The Kishony mega-plate experiment demonstrates that adaptation can occur without fixation occurring. The large petri dish allows sufficient carrying capacity for the drug-sensitive variants to survive as the drug-resistant variants are evolving. The evolving lineages are able to accumulate sufficient replications at each evolutionary step without having to drive the less fit variants to extinction. If a variant can achieve a billion replications, there is a reasonable probability that a beneficial mutation will occur on one of the members of that variant regardless if fixation has occurred or not. The contrast between the LTEE and the Kishony mega-plate experiment demonstrates the difference between competition and adaptation. The three sets of graphs in the illustrations demonstrate how competition affects adaptation for the LTEE. The 10ml, k=1.894 experiment achieves fixation at about 500 generations while at the same time, the more fit variant has achieved the number of replications necessary (4E9) to give a probability very close to 1 that a beneficial mutation will have occurred on the more fit variant.

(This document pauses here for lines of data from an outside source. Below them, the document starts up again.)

PR #1055, opened 2016-04-20
Display library catalog in Primo

adam3smith:
Using the domain with some exlibris stuff stripped out

@zuphilip -- does this makes sense to you? Seems like good idea to present better catalog name.

### DIFF
--- a/Primo.js
+++ b/Primo.js
@@ -9,7 +9,7 @@
 	"inRepository": true,
 	"translatorType": 4,
 	"browserSupport": "gcsb",
-	"lastUpdated": "2016-04-12 03:30:36"
+	"lastUpdated": "2016-04-20 21:14:30"
 }
 
 /*
@@ -178,7 +178,7 @@ function fetchPNX(itemData) {
 				PNXUrlGenerator.confirmed = true;
 			}
 			
-			importPNX(text);
+			importPNX(text, url);
 		},
 		function() {
 			if(!gotPNX && PNXUrlGenerator.nextFunction()) {
@@ -193,8 +193,9 @@ function fetchPNX(itemData) {
 }
 
 //import PNX record
-function importPNX(text) {
+function importPNX(text, url) {
 	//Note that if the session times out, PNX record will just contain a "null" entry
+	//Z.debug(url)
 	Z.debug(text);
 	//a lot of these apply only to prim records, mainly (but no exclusively) served by the jsp file
 	text = text.replace(/\<\/?xml-fragment[^\>]*\>/g, "")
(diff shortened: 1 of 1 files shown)


zuphilip:
I am not sure that every Primo instance is (already) hosted by Ex Libris. But certainly one can change the url which you see, e.g. http://primo.bib.uni-mannheim.de/primo_library/libweb/action/search.do?vid=MAN_UB or http://primo.uni-trier.de/primo_library/libweb/action/search.do?mode=Basic&vid=TRI_UB_I&vl%28freeText0%29=zumstein&fn=search&tab=default_tab&

However, it looks that the institution can also be derived from the PNX field `browse/institution` at least in some abbreviated form.

adam3smith:
right, right, this doesn't assume hosting by exlibris. It just takes the domain name and then strips the exlibris part (if it's there). So for you it'd be primo.bib.uni-mannheim.de

I considered going with browse or using sourceid, but then I'd have to write a mapping table for every involved library. Otherwise it'd give me, as you say, just an abbreviation. That's no good.

zuphilip:
> Otherwise it'd give me, as you say, just an abbreviation. That's no good. 

I can agree with that but I am not sure if an url part is anyhow better. For the examples mentioned in the translator it would give us:
```
purdue-primo-prod
primo.bib.uni-mannheim.de
limo.libis.be
virtuose.uqam.ca
searchit.princeton.edu
```
I cannot say that this is for me especially nice or semantically meaningful as a `item.libraryCatalog`. But, well, maybe it is the best we can get at the moment...

Primo.js
```diff
@@ -442,6 +447,7 @@ function importPNX(text) {
 			item.attachments.push({url: ZU.xpathText(doc, '//display/lds03'), title: "HOLLIS Permalink", snapshot: false});
```
zuphilip: Actually, it would be nice to scrape the permalink in general, which normally means make another call to some url e.g. `http://primo.bib.uni-mannheim.de/primo_library/libweb/action/permalink.do?docId=MAN_ALMA21146476460002561&vid=MAN_UB&fn=permalink` and then extract that link.

adam3smith: going to leave that for another time. Not crazy about the extra call.

adam3smith:
> For the examples mentioned in the translator it would give us: ...

This is in line with what we do for library catalogs, e.g.
https://github.com/zotero/translators/blob/master/Library%20Catalog%20%28InnoPAC%29.js#L143
https://github.com/zotero/translators/blob/master/Library%20Catalog%20%28Encore%29.js#L175
https://github.com/zotero/translators/blob/master/Library%20Catalog%20%28DRA%29.js#L73

and more. Not adding " Library Catalog" here because I know it's technically not a library catalog.

Primo.js
zuphilip: Yeah, the extra call might not be worth for this information. Maybe we can also construct the permalink from the id and url... Well, as you mentioned, maybe for another time.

On the other hand the 1ml, k=2.1 experiment achieves fixation at about 100 generations but has only achieved about 8E7 replications of the more fit variant giving a probability of only about 0.008 that a beneficial mutation has occurred on one of the more fit members. It would take about another 20 days of replications (approximately 120-140 generations) at 5E7 replications per day to give the necessary billion replication and a probability close to 1 of a beneficial mutation occurring on one of its members in that limited carrying capacity environment. And for the 100ml, k=2.1 experiment, it takes 137 generations for fixation but even at generation 127, sufficient replications of the more fit variant have occurred (3E9) for the probability of a beneficial mutation occurring close to 1.

#### Conclusion

Evolutionary adaptation is mathematically constrained by the mutation rate and the environment carrying capacity. The mutation rate determines how many replications are necessary for a beneficial mutation to occur. The environment carrying capacity determines how quickly these replications can accumulate. It doesn’t matter whether these replications are carried out in a large carrying capacity environment where the replications of other variants do not interfere with replication of the variant that would benefit from the particular mutation or in a limited carrying capacity environment where different variants are competing for a limited amount of resources limiting the growth of all variants.

The variant must be able to attain 1/mutation rate replications to have a reasonable probability of getting on average that beneficial mutation (in a single selection pressure environment). When Haldane wrote [2]: “The principle unit process in evolution is the substitution of one gene for another at the same locus.”, Haldane did not make the distinction between competition and adaptation. Haldane did not have available to him the LTEE and Kishon mega-plate experiment to compare his mathematical model. It is important to understand this difference in understanding evolutionary processes in medicine and agriculture. The carrying capacity of a patient with an infection or cancer is huge, much larger than the carrying capacity of the LTEE. Models of fixation are not adequate to understand these evolutionary processes. It requires adaptation models to correctly explain these evolutionary processes. The failure to understand the difference between competition and adaptation in evolutionary processes is a major cause for misunderstanding how drug-resistance occurs and why cancer treatments fail.